Task directions:
Every line in the records below with the string "columns" is to be copied out.

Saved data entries
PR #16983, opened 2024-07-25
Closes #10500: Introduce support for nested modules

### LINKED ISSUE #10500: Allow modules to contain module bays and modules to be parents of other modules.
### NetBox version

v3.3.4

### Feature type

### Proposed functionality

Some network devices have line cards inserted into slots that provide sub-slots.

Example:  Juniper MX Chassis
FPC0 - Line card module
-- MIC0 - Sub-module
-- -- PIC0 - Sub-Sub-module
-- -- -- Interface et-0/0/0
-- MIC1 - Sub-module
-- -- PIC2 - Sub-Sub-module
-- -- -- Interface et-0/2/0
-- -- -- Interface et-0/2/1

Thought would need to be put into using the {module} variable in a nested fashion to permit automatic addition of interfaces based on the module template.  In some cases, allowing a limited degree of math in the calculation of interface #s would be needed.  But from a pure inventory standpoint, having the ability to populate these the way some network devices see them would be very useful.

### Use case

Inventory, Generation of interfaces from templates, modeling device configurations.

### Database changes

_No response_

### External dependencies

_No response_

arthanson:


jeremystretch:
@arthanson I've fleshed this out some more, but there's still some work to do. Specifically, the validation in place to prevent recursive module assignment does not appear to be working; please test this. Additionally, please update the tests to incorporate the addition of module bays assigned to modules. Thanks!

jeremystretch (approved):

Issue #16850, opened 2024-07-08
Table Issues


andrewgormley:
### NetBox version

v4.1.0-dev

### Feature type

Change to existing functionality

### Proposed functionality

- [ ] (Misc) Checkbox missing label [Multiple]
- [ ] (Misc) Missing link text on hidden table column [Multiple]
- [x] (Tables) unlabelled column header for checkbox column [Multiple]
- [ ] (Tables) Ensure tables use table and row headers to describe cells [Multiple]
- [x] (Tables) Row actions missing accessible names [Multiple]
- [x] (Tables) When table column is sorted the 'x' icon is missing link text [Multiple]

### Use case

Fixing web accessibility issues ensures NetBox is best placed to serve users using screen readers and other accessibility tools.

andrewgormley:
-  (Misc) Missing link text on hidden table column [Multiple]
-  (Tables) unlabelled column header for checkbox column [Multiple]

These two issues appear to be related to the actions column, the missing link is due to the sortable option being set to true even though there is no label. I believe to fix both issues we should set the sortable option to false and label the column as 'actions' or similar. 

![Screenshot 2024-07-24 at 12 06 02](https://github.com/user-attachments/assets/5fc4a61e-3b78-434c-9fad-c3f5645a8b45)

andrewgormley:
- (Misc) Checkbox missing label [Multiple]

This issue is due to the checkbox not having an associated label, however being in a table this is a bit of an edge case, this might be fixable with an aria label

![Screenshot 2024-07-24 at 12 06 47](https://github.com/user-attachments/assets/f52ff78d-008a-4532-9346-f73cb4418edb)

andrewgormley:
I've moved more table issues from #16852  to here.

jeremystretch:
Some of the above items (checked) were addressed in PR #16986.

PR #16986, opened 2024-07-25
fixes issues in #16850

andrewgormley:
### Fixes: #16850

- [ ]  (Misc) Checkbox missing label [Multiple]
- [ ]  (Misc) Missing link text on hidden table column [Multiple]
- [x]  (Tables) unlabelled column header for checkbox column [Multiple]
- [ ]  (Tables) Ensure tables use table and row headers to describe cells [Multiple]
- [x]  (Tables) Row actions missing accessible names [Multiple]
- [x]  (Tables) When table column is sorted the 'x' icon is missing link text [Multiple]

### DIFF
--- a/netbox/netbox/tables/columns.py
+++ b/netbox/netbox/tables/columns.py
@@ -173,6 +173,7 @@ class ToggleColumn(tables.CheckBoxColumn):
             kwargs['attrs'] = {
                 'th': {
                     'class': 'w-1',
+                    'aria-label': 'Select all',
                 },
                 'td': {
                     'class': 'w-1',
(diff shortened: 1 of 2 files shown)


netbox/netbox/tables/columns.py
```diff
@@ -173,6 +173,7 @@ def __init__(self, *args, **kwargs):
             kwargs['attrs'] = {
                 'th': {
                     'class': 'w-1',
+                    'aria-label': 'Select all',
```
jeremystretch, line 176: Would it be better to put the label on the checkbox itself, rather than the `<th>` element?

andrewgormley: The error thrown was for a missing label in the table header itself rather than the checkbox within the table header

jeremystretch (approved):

Your response:
--- a/netbox/netbox/tables/columns.py
+++ b/netbox/netbox/tables/columns.py
netbox/netbox/tables/columns.py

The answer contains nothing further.